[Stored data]
****************

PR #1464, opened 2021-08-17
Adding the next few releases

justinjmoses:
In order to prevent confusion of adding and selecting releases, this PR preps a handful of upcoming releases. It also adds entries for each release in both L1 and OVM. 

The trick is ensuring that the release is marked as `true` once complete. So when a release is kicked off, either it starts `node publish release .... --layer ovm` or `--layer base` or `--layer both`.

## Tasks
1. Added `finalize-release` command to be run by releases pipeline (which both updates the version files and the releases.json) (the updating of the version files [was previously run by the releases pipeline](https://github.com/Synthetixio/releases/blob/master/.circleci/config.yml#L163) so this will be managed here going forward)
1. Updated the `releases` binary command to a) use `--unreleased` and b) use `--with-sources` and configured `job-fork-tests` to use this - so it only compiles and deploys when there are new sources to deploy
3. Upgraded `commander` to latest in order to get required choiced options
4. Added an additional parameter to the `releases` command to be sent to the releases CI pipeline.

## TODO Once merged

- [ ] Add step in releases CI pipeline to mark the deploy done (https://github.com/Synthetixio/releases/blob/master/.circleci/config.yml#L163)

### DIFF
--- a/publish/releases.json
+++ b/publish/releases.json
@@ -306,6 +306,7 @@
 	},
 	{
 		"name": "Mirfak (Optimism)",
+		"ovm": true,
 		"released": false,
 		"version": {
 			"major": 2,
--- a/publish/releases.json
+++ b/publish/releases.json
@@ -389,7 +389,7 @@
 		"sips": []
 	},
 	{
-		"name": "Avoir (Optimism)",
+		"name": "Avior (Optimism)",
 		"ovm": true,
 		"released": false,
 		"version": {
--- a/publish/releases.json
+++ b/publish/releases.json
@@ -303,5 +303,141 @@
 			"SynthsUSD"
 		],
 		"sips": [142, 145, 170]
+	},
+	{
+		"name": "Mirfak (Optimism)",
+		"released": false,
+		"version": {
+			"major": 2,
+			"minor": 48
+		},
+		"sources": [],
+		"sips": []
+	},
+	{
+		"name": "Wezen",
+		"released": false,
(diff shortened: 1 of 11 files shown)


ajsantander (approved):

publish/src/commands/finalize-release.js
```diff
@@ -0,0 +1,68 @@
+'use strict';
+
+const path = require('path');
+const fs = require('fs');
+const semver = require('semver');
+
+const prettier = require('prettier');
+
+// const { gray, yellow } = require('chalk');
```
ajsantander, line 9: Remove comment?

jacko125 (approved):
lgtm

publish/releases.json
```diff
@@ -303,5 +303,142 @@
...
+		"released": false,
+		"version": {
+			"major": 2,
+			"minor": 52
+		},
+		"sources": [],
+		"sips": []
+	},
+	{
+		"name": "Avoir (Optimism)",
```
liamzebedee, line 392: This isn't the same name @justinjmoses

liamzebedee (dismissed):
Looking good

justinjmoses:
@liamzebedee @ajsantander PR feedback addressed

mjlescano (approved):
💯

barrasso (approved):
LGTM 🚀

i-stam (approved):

****************

[EXERCISE DIRECTIONS] The records need to be set down again without a single difference.

[ANSWER BOX]
PR #1464, opened 2021-08-17
Adding the next few releases

justinjmoses:
In order to prevent confusion of adding and selecting releases, this PR preps a handful of upcoming releases. It also adds entries for each release in both L1 and OVM. 

The trick is ensuring that the release is marked as `true` once complete. So when a release is kicked off, either it starts `node publish release .... --layer ovm` or `--layer base` or `--layer both`.

## Tasks
1. Added `finalize-release` command to be run by releases pipeline (which both updates the version files and the releases.json) (the updating of the version files [was previously run by the releases pipeline](https://github.com/Synthetixio/releases/blob/master/.circleci/config.yml#L163) so this will be managed here going forward)
1. Updated the `releases` binary command to a) use `--unreleased` and b) use `--with-sources` and configured `job-fork-tests` to use this - so it only compiles and deploys when there are new sources to deploy
3. Upgraded `commander` to latest in order to get required choiced options
4. Added an additional parameter to the `releases` command to be sent to the releases CI pipeline.

## TODO Once merged

- [ ] Add step in releases CI pipeline to mark the deploy done (https://github.com/Synthetixio/releases/blob/master/.circleci/config.yml#L163)

### DIFF
--- a/publish/releases.json
+++ b/publish/releases.json
@@ -306,6 +306,7 @@
 	},
 	{
 		"name": "Mirfak (Optimism)",
+		"ovm": true,
 		"released": false,
 		"version": {
 			"major": 2,
--- a/publish/releases.json
+++ b/publish/releases.json
@@ -389,7 +389,7 @@
 		"sips": []
 	},
 	{
-		"name": "Avoir (Optimism)",
+		"name": "Avior (Optimism)",
 		"ovm": true,
 		"released": false,
 		"version": {
--- a/publish/releases.json
+++ b/publish/releases.json
@@ -303,5 +303,141 @@
 			"SynthsUSD"
 		],
 		"sips": [142, 145, 170]
+	},
+	{
+		"name": "Mirfak (Optimism)",
+		"released": false,
+		"version": {
+			"major": 2,
+			"minor": 48
+		},
+		"sources": [],
+		"sips": []
+	},
+	{
+		"name": "Wezen",
+		"released": false,
(diff shortened: 1 of 11 files shown)


ajsantander (approved):

publish/src/commands/finalize-release.js
```diff
@@ -0,0 +1,68 @@
+'use strict';
+
+const path = require('path');
+const fs = require('fs');
+const semver = require('semver');
+
+const prettier = require('prettier');
+
+// const { gray, yellow } = require('chalk');
```
ajsantander, line 9: Remove comment?

jacko125 (approved):
lgtm

publish/releases.json
```diff
@@ -303,5 +303,142 @@
...
+		"released": false,
+		"version": {
+			"major": 2,
+			"minor": 52
+		},
+		"sources": [],
+		"sips": []
+	},
+	{
+		"name": "Avoir (Optimism)",
```
liamzebedee, line 392: This isn't the same name @justinjmoses

liamzebedee (dismissed):
Looking good

justinjmoses:
@liamzebedee @ajsantander PR feedback addressed

mjlescano (approved):
💯

barrasso (approved):
LGTM 🚀

i-stam (approved):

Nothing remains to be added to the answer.